Issue #314, opened 2019-03-04
View linter messages in the compare view for versions


kumar303:
User story:

> As a code reviewer, I want to see linter messages shown in the version compare view to speed up the review process.

This will be similar to showing linter messages in the file viewer: https://github.com/mozilla/addons-code-manager/issues/41

Example from the current site:

<img width="1197" alt="screen shot 2019-03-04 at 3 00 03 pm" src="https://user-images.githubusercontent.com/55398/53762706-63abea80-3e8e-11e9-8ca7-8c6759dca071.png">

kumar303:
We will need a way to link into the `validation.json` URL: https://github.com/mozilla/addons-server/issues/10323#issuecomment-469415559

kumar303:
Linter messages returned by the API will be only for the current version

kumar303:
--
What to do
Please give the number of lines in the listing above where "code" appears, and nothing else.

Output
2